This task calls for copying each line below that contains "receivers".

-- Source data follows --

PR #603, opened 2026-03-23
Add onMissingImplementationError hook to RemoteReceiverOptions

cpeddecord:
### tl;dr

when a node either mounts before or after a host is ready or has deleted a components remote method, we can sometimes be left with an invalid remote method call. This PR adds a hook for receivers to capture errors related to that error.

```
Node 2841 does not implement the hideOverlay() method
```

### Why

If we have isolated the error to faulty third-party code we may want to do something other than throw an error. This PR adds an optional hook that can accept the error or return a sentinel to fall back to the receiver's default thrown error.

### DIFF
--- a/packages/core/source/receivers/shared.ts
+++ b/packages/core/source/receivers/shared.ts
@@ -1,4 +1,29 @@
 /**
+ * Return this sentinel from error handlers to fall through to the default
+ * error case.
+ */
+export const THROW_DEFAULT: unique symbol = Symbol.for(
+  'remote-dom.throw-default',
+);
+
+/**
+ * Context passed to the `onMissingImplementationError` callback.
+ */
+export interface MissingImplementationContext {
+  /** The ID of the node the method was called on. */
+  id: string;
+  /** The name of the method that was called. */
+  method: string;
+  /** The arguments passed to the method call. */
+  args: readonly unknown[];
+  /**
+   * The element type of the node (e.g. `'s-modal'`, `'s-sheet'`), or
+   * `undefined` if the node is not an element or is not found in the tree.
+   */
+  element: string | undefined;
+}
+
+/**
  * Options that are useful for all remote receiver implementations. All of the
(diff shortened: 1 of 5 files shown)


packages/core/source/receivers/shared.ts
```diff
@@ -1,3 +1,28 @@
+/**
+ * Return this sentinel from error handlers to fall through to the default
+ * error case.
+ */
+export const THROW_DEFAULT: unique symbol = Symbol.for(
+  'remote-dom.throw-default',
+);
```
kumar303, line 7: Throwing is the default in this case but a default is a default, right?


```suggestion
export const DEFAULT: unique symbol = Symbol.for(
  'remote-dom.default',
);
```

packages/signals/source/SignalRemoteReceiver.ts
kumar303, line 1: This change doesn't seem to have any test coverage. I guess that's because there's no suite for this at all?

kumar303 (commented):
I'm struggling to imagine how this would be used. Is it just to observe and log the error? Is it so the host can render a no-op element? Is it to work around what feels like a bug in how elements are registered?

cpeddecord:
@kumar303 essentially that, yes. Right now a consumer would have to monkeypatch their own SignalRemoteReceiver implementation to inspect the the error and then duck type the emitted error to see if it matches.

packages/signals/source/SignalRemoteReceiver.ts
cpeddecord: I can backfill some tests here for sure.

kumar303:
@cpeddecord if it's observational only then why not just throw a more specific error that can be caught?

```ts
throw new NodeNotImplementedError(
  `Node ${id} does not implement the ${method}() method`,
  // Maybe some metadata if you need it?
  metadata: {...}
);
```

cpeddecord:
@kumar303, could do, that and all other errors.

-- Source data concluded --

= Task output =
when a node either mounts before or after a host is ready or has deleted a components remote method, we can sometimes be left with an invalid remote method call. This PR adds a hook for receivers to capture errors related to that error.
--- a/packages/core/source/receivers/shared.ts
+++ b/packages/core/source/receivers/shared.ts
packages/core/source/receivers/shared.ts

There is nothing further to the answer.